Constat d'insalubrité d'un logement et pouvoir de police du maire
Posée le 24/07/2025 • Ministère interrogé : Logement
Laurence Garnier Les Républicains
Sénatrice — Loire-Atlantique
La question
✓ Réponse du gouvernement
Publiée le 05/11/2025
M. le président. La parole est à Mme Laurence Garnier, auteure de la question n° 681, adressée à Mme la ministre de l'aménagement du territoire et de la décentralisation.
Mme Laurence Garnier. Monsieur le ministre, j'ai récemment été alertée par le maire de La Chapelle-Glain, petite commune rurale du pays de Châteaubriant, en Loire-Atlantique, qui se trouvait en difficulté, parce qu'on le sollicitait pour réaliser un constat d'insalubrité d'un logement de sa commune.
Le code de la santé publique précise effectivement que, dans le cadre de ses pouvoirs de police, le maire a la responsabilité de contrôler les règles d'hygiène et de sécurité des logements sur son territoire.

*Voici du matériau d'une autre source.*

PR #149, opened 2021-03-06
Establish codec registry and AVC registration.

### LINKED ISSUE #126: Spec better codec strings for wav ulaw / alaw
wav files are described with mime types like:
'audio/wav; codecs=1' 

I believe codecs=1 signals 'Microsoft PCM Format', as described in this RFC: https://www.ietf.org/rfc/rfc2361.txt

Other notable digits include 6:ulaw and 7:alaw. Chrome recognizes 1 via canPlayType() and kin. Firefox recognizes more. Haven't checked the other UAs. 

Such codecs strings aren't  very readable, particularly if used in WebCodecs without the accompanying 'audio/wav' prefix. Strawman  solution: revive the idea to have a registry of codecs strings. This will serve to document the nice familiar strings for other codecs and give us an option to set a new precedent for the wav strings (e.g. 'pcm', 'ulaw', 'alaw').

### LINKED ISSUE #143: Make registry for codec strings and decoder config.description (extradata)
Centralized place to see supported codec strings is obviously helpful. It also allows us to fix #126. Furthermore, we should describe what a valid description (extradata) would be for each codec (e.g. AVC -> avcc info) as well as whether the extradata is strictly required (e.g. AVC w/out extradata -> expect annex-b format).

chcunningham:
This moves codec-specific defintions / descriptions into a registry.
I've also added some text to the main document to clarify that support
for any given codec is not required.

Fixes #143. Fixes #126.

***
<a href="https://pr-preview.s3.amazonaws.com/WICG/web-codecs/pull/149.html" title="Last updated on Mar 17, 2021, 11:39 PM UTC (49baae7)">Preview</a> | <a href="https://pr-preview.s3.amazonaws.com/WICG/web-codecs/149/57e2560...49baae7.html" title="Last updated on Mar 17, 2021, 11:39 PM UTC (49baae7)">Diff</a>

### DIFF
--- a/avc_codec_registration.src.html
+++ b/avc_codec_registration.src.html
@@ -11,10 +11,10 @@ Editor: Paul Adenot, w3cid 62410, Mozilla https://www.mozilla.org/
 Editor: Bernard Aboba, w3cid 65611, Microsoft Corporation https://www.microsoft.com/
 Boilerplate: omit conformance
 
-Abstract: This registration is entered into the [[WebCodecs-Codec-Registry]]. It
-    describes, for AVC (H.264), the (1) fully qualified codec strings, (2) the
-    {{WebCodecs/VideoDecoderConfig.description}} bytes, and (3) the
-    codec-sepcific extensions to the {{WebCodecs/VideoEncoderConfig}}.
+Abstract: This registration is entered into the [[webcodecs-codec-registry]].
+    It describes, for AVC (H.264), the (1) fully qualified codec strings, (2)
+    the {{VideoDecoderConfig.description}} bytes, and (3) the
+    codec-specific extensions to the {{VideoEncoderConfig}}.
 
     The registration is not intended to include any information on whether a
     codec format is encumbered by intellectual property claims. Implementers and
@@ -31,20 +31,25 @@ Markup Shorthands:css no, markdown yes, dfn yes
 </pre>
 
 <pre class='anchors'>
-spec: web-codecs; for: WebCodecs; urlPrefix: https://wicg.github.io/web-codecs/#
+spec: webcodecs; urlPrefix: https://wicg.github.io/web-codecs/#
     type: attribute
         text: VideoDecoderConfig.description; url: dom-videodecoderconfig-description
     type: interface
         text: EncodedVideoChunk; url: encodedvideochunk
         text: VideoEncoder; url: videoencoder
     type: dictionary
-        text: VideoEncoderConfig; url: video-encoder-config
+        text: VideoEncoderConfig; url: dictdef-videoencoderconfig
         text: VideoDecoderConfig; url: dictdef-videodecoderconfig
 </pre>
 
 <pre class='biblio'>
 {
-  "WebCodecs-Codec-Registry": {
+  "webcodecs": {
+      "href": "https://wicg.github.io/web-codecs/",
+      "title": "WebCodecs",
+      "publisher": "WICG"
+  },
+  "webcodecs-codec-registry": {
       "href": "https://wicg.github.io/web-codecs/codec_registry.html",
       "title": "WebCodecs Codec Registry",
       "publisher": "WICG"
@@ -72,17 +77,17 @@ NOTE: The common "avc3." prefix is intentionally not included. This prefix does
 VideoDecoderConfig description {#videodecoderconfig-description}
 ================================================================
 
-A {{WebCodecs/VideoDecoderConfig.description}} may or may not be required by the
+A {{VideoDecoderConfig.description}} may or may not be required by the
 AVC codec depending on the bitstream format of the AVC content to be decoded.
 
-If the {{WebCodecs/VideoDecoderConfig.description}} includes an
+If the {{VideoDecoderConfig.description}} includes an
 `AVCDecoderConfigurationRecord`, as defined by [[iso14496-15]], section 5.3.3.1,
 it will be assumed that the bitstream is in "avc" format.
 
 NOTE: This format is commonly used in .MP4 files, where the player generally has
     random access to the media data.
 
-If the {{WebCodecs/VideoDecoderConfig.description}} is not provided, it will be
+If the {{VideoDecoderConfig.description}} is not provided, it will be
 assumed that the bitstream is in “annexb” format.
 
 NOTE: "annexb" format is described in greater detail by [[ITU-T-REC-H.264]],
@@ -95,7 +100,7 @@ VideoEncoderConfig extensions {#videoencoderconfig-extensions}
 
 <pre class='idl'>
 <xmp>
-/* partial */ dictionary VideoEncoderConfig {
+partial dictionary VideoEncoderConfig {
   AvcEncoderConfig avc;
 };
 </xmp>
@@ -121,7 +126,7 @@ dictionary AvcEncoderConfig {
 <dl>
   <dt><dfn dict-member for=AvcEncoderConfig>format</dfn></dt>
   <dd>
-    Configures the format of output {{WebCodecs/EncodedVideoChunk}}s. See
+    Configures the format of output {{EncodedVideoChunk}}s. See
     {{AvcBitstreamFormat}}.
   </dd>
 </dl>
@@ -157,9 +162,9 @@ SPS and PPS are described in greater detail in sections G.3.41 and G.3.55 of
   <dt><dfn enum-value for=AvcBitstreamFormat>avc</dfn></dt>
   <dd>
     SPS and PPS data are not included in the bitstream and are instead emitted
-    via the {{WebCodecs/VideoEncoder}} [[output callback]] as the
-    {{WebCodecs/VideoDecoderConfig.description}} of the
-    {{WebCodecs/VideoDecoderConfig}}.
+    via the {{VideoEncoder}} [[output callback]] as the
+    {{VideoDecoderConfig.description}} of the
+    {{VideoDecoderConfig}}.
     <var ignore=''>output_config</var>.
 
     NOTE: This format is described in greater detail by [[iso14496-15]],
--- a/avc_codec_registration.src.html
+++ b/avc_codec_registration.src.html
@@ -2,7 +2,7 @@
 Title: AVC (H.264) WebCodecs Registration
 Repository: wicg/web-codecs
 Status: CG-DRAFT
-Shortname: web-codecs-avc-codec-registration
+Shortname: webcodecs-avc-codec-registration
 Level: none
 Group: wicg
 ED: none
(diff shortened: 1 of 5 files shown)


chcunningham:
@tidoust FYI - this is what I'd like to land before the FPWD transition.

chcunningham:
@aboba - looks like the pr-preview link at the bottom of the description only supports a preview of the main spec ([known issue](https://github.com/tobie/pr-preview/issues/18)). Here are some links to the generated HTML to assist in review. 

https://storage.googleapis.com/videostack-external/webcodecs_pr_149/index.html
https://storage.googleapis.com/videostack-external/webcodecs_pr_149/codec_registry.html
https://storage.googleapis.com/videostack-external/webcodecs_pr_149/avc_codec_registration.html

For now I've just done the AVC registration. Other registrations will be follow up PRs (not urgent, not blocking anything).

chcunningham:
@padenot FYI

avc_codec_registration.src.html
```diff
@@ -0,0 +1,168 @@
...
+    Annex B. This format is commonly used in live-streaming applications, where
+    including the SPS and PPS data periodically allows users to easily start
+    from the middle of the stream.
+
+VideoEncoderConfig extensions {#videoencoderconfig-extensions}
+==============================================================
+
+<pre class='idl'>
+<xmp>
+/* partial */ dictionary VideoEncoderConfig {
```
chcunningham, line 98: @tabatkins, the partial above is in a comment because I couldn't figure out how make bikeshed aware that this extends a definition from another file in this repository (index.src.html). My understanding from reading the documentation is that all idl definitions are automatically exported such that this should just work?

codec_registry.src.html
```diff
@@ -0,0 +1,172 @@
...
+    type: attribute
+        text: AudioDecoderConfig.description; url: dom-audiodecoderconfig-description
+        text: VideoDecoderConfig.description; url: dom-videodecoderconfig-description
+        text: VideoEncoderConfig; url: video-encoder-config
+        text: AudioEncoderConfig; url: audio-encoder-config
+</pre>
+
+<pre class='biblio'>
+{
+  "WebCodecs": {
```
tidoust, line 47: The other document has "WEB-CODECS". In general, it is good practice to use the same name as the spec's shortname, and good practice to use the repo name as spec shortname, so "web-codecs". If you would like to change all names to "webcodecs", now would be a good time as we transition the repo and spec to the W3C org.

codec_registry.src.html
```diff
@@ -0,0 +1,172 @@
...
+    This registry is non-normative.
+
+Markup Shorthands:css no, markdown yes, dfn yes
+!Participate: <a href="https://github.com/wicg/web-codecs">Git Repository.</a>
+!Participate: <a href="https://github.com/wicg/web-codecs/issues/new">File an issue.</a>
+!Version History: <a href="https://github.com/wicg/web-codecs/commits">https://github.com/wicg/web-codecs/commits</a>
+</pre>
+
+<pre class='anchors'>
+spec: web-codecs; for: WebCodecs; urlPrefix: https://wicg.github.io/web-codecs/#
```
tidoust, line 37: Same comment on the `for` as in the other document.

tidoust (commented):
See some comments inline.

I understand that the current final goal (pending evolutions of the W3C process to account for registries) is to publish the registry and the AVC registration as non-normative Working Group Notes. Is that correct?

chcunningham (commented):
> I understand that the current final goal (pending evolutions of the W3C process to account for registries) is to publish the registry and the AVC registration as non-normative Working Group Notes. Is that correct?

Yes, that is correct. And we will seek to maintain these as non-normative as the W3C process evolves.

codec_registry.src.html
tidoust: I was more thinking of string match regardless of case rather than exact match. I do not think that there is a written recommendation about the caps style for references (for instance, I don't see any in the [Manual of Style](https://w3c.github.io/manual-of-style/#References)). A majority of specs use upper case for biblio refs. I personally prefer that too, but up to you!

To be clear, there are no written guidelines that I'm aware of to recommend that biblio refs should use the shortname of the spec, which should also match the repo name. Given that naming is notoriously hard, it just seems a good idea to be consistent.

Noted for the change of name. Let's drop the `-` during repo transition!

tidoust:
> > I understand that the current final goal (pending evolutions of the W3C process to account for registries) is to publish the registry and the AVC registration as non-normative Working Group Notes. Is that correct?
> 
> Yes, that is correct. And we will seek to maintain the non-normative status of the registry and registrations as the W3C process evolves.

From a process perspective, this means that the specs need to be published separately. That is, we're going to publish three First Public Working Drafts:
1. The WebCodecs spec in itself, intended to become a Recommendation, under the shortname `webcodecs`
2. The registry spec, intended to become a WG Note, under the shortname `webcodecs-codec-registry`
3. The AVC (H.264) WebCodecs registration, intended to become a WG Note, under the shortname `webcodecs-avc-codec-registration`.

Practically speaking, tools such as PR preview and spec-prod are more or less designed for repos that contain only one spec. Splitting the specs to dedicated repositories as done for MSE (see [list of repos](https://github.com/w3c/media-source)) would simplify integration with these tools... That said, it also makes editing slightly more cumbersome, and it's certainly possible to workaround tools constraints.

Would you be open to creating dedicated repos for the registry and AVC WebCodecs registration specs? If so, two choices:
1. I can create the registry repos under w3c right away, initialize them with the appropriate content taken from this PR, and corresponding files can then be dropped from this PR before it gets merged. Good thing about this is that it means we'll keep this repo clean.
2. You'd prefer that PR to be merged before the actual repo transition. In that case, we'll just separate documents afterwards, but note that would mean we'll need to preserve the `codec_registry.html` and `avc_codec_registration.html` files in this repo, replacing them with empty HTML files with a meta redirect to their new locations (as also done in MSE).

I would do 1. and I'm happy to prepare that.

aboba:
Question: What is the approval process for registry entries?  The document mentions posting an Issue to the github. Is the expectation that the specification editors will do the review/approval on their own? Or that they will recommend a disposition to the WG who will then make the decision?  Also, what happens if for some reason the Github repo is no longer active?  IANA registries sometimes allow a successor mailing list or WG to be designated.

chcunningham:
> Question: What is the approval process for registry entries? The document mentions posting an Issue to the github. Is the expectation that the specification editors will do the review/approval on their own? Or that they will recommend a disposition to the WG who will then make the decision? Also, what happens if for some reason the Github repo is no longer active? IANA registries sometimes allow a successor mailing list or WG to be designated.

@tidoust @cwilso - pls weigh in on ^

tidoust:
> Question: What is the approval process for registry entries? The document mentions posting an Issue to the github. Is the expectation that the specification editors will do the review/approval on their own? Or that they will recommend a disposition to the WG who will then make the decision? Also, what happens if for some reason the Github repo is no longer active? IANA registries sometimes allow a successor mailing list or WG to be designated.

First, we don't yet have a clear and crisp process in place for managing registries at W3C. That is the purpose of [ongoing discussions within the Process CG](https://github.com/w3c/w3process/issues?q=is%3Aissue+is%3Aopen+registries). See also the registries section of the presentation on [Process 2021 during last TPAC](https://www.w3.org/2020/10/TPAC/talk/Process2021#talk). Hopefully, a future revision of the W3C Process will create a clear mechanism for registries at W3C.

The direction that this PR is taking is that the registry will be published as a WG Note. The Media WG would thus be in charge of updating it (and not only the editors). For maintenance purpose, W3C tends to keep WGs around forever. If we ever close the group, the W3C team would be in fine responsible for the maintenance of the registry (granted, in the W3C process, this is more aimed at [maintenance of Recommendations](https://www.w3.org/2020/Process-20200915/#rec-amended) than at the maintenance of Notes...).

Another group may be created to take over the maintenance of the registry if needed. One perfect illustration is the Media WG, which took over maintenance of MSE/EME and of their companion format registries from the HTML Media Extensions WG.

I do not know whether these possibilities need to be specified in the registry spec itself. The text in the requirements section of the WebCodecs registry seems to be based on the one of the [MSE Byte Stream Format Registry](https://www.w3.org/TR/mse-byte-stream-format-registry/)).

W3C guarantees that archives of mailing-lists will be available forever. If you believe that this guarantee is crucial, it may be preferable to request that an email be sent to some W3C archived public mailing-list (as done for MSE/EME registries) rather than to request that an issue gets posted to a GitHub repository. That said, my understanding here is that the contents of the issue (codec string, common name, link to a public spec) will be integrated into the registry directly, so is there really a need for a strong guarantee with regards to availability of the issue over time? More precisely, is there a need for a stronger guarantee than the one that currently exists for all group discussions that take place in GitHub issue trackers?

codec_registry.src.html
chcunningham: Thanks. Updated all to use UPPER case.

chcunningham: Thanks. Updated all to use UPPER case.

chcunningham:
> From a process perspective, this means that the specs need to be published separately. That is, we're going to publish three First Public Working Drafts:
> 
> The WebCodecs spec in itself, intended to become a Recommendation, under the shortname webcodecs
> The registry spec, intended to become a WG Note, under the shortname webcodecs-codec-registry
> The AVC (H.264) WebCodecs registration, intended to become a WG Note, under the shortname webcodecs-avc-codec-registration.

LGTM

> Practically speaking, tools such as PR preview and spec-prod are more or less designed for repos that contain only one spec.
> ...
> Would you be open to creating dedicated repos for the registry and AVC WebCodecs registration specs?

I don't love it. WebCodecs is going to have a large number of "registrations" (see TODO's in the registry table), and having a git repo for each one sounds cumbersome. 

It looks like spec-prod [intends to remedy this soon](https://github.com/w3c/spec-prod/issues/31). Reading the replies there, I conclude that this is widespread enough that the tooling should be updated. Meanwhile, am I correct that the current travis config happily supports multiple files (I think it publishes the entire out/ folder)?

Multi-spec PR preview is more of a nice-to-have since the workaround is trivial. The analogous [feature request](https://github.com/tobie/pr-preview/issues/18) has less momentum. [The maintainer's comments](https://github.com/tobie/pr-preview/issues/19#issuecomment-414052151) suggest its just a matter of staffing it. 

> The text in the requirements section of the WebCodecs registry seems to be based on the one of the MSE Byte Stream Format Registry.

That's correct. LMK if you find this in any way lacking. 

> More precisely, is there a need for a stronger guarantee than the one that currently exists for all group discussions that take place in GitHub issue trackers?

I think GitHub should be fine.

chcunningham:
@aboba sounds like the text around process for registry updates is reasonable. Any other concerns that block approval?

aboba (approved):

chcunningham:
Thanks everyone!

Concrètement, cela veut dire qu'il doit visiter le logement, entamer si besoin une médiation avec le propriétaire ou le locataire, rédiger un courrier ou prendre un arrêté enjoignant de réaliser des travaux, effectuer ensuite la visite de contrôle et, le cas échéant, signer un procès-verbal d'infraction au règlement sanitaire départemental.
Quand la commune est suffisamment grande pour disposer d'un service communal d'hygiène et de santé, les choses se passent bien, puisque le service compétent instruit le constat d'insalubrité en lien avec les services de la préfecture et ceux de l'agence régionale de santé (ARS).
Lorsque la commune est en revanche plus petite, la situation est à la fois plus floue et plus complexe. Souvent, les maires des communes rurales - vous les connaissez bien, monsieur le ministre - sont en difficulté, car ils ne disposent pas des services compétents pour réaliser les constats d'insalubrité dans leurs communes.
Monsieur le ministre, pouvez-vous nous dire si, dans les petites communes rurales, il revient bien aux délégations départementales de l'ARS compétentes et non aux maires des communes concernées de réaliser ces constats d'insalubrité ?
M. le président. La parole est à M. le ministre délégué.
M. Michel Fournier, ministre délégué auprès de la ministre de l'aménagement du territoire et de la décentralisation, chargé de la ruralité. Madame la sénatrice, vous attirez l'attention du Gouvernement sur un sujet essentiel, celui du pouvoir de police du maire face à l'insalubrité des logements. Cette question touche directement à la santé publique, à la sécurité, ainsi qu'à la dignité des habitants.
En la matière, la répartition des compétences peut sembler complexe. Je la rappelle donc simplement : le pouvoir de police spéciale en matière d'insalubrité relève du préfet, sur le fondement du code de la construction et de l'habitation. Cependant, nous le savons, le maire est toujours en première ligne : c'est lui qui alerte, constate et transmet les signalements.
Comme vous l'avez souligné, lorsqu'une commune dispose d'un service communal d'hygiène et de santé, c'est ce service qui établit le rapport d'évaluation. Lorsqu'elle n'en dispose pas, c'est bien l'agence régionale de santé qui intervient pour réaliser ce rapport et enclencher la procédure.
Ainsi, les maires ne sont jamais seuls : l'État, par l'intermédiaire de ses services déconcentrés, les accompagne systématiquement. C'est une garantie essentielle.
Je le sais, ces situations sont souvent lourdes à gérer pour un élu local. Il faut faire face à des situations humaines souvent très délicates, parfois même à la détresse de familles, tout en appliquant la loi. Le Gouvernement en est pleinement conscient et veut simplifier et clarifier les circuits d'intervention.
Madame la sénatrice, vous pouvez compter sur la mobilisation conjointe des préfets et des ARS pour continuer de soutenir les maires dans cette mission difficile, mais essentielle.
M. le président. La parole est à Mme Laurence Garnier, pour la réplique.
Mme Laurence Garnier. Monsieur le ministre, je vous remercie de cette clarification bienvenue.
Effectivement, ainsi que vous l'avez indiqué, les maires sont en première ligne, car ils sont les premiers informés. Je transmettrai votre réponse au maire de la commune concernée, ainsi qu'à d'autres maires qui pourraient se trouver dans des situations similaires, pour leur faire savoir qu'ils peuvent solliciter les services de l'ARS.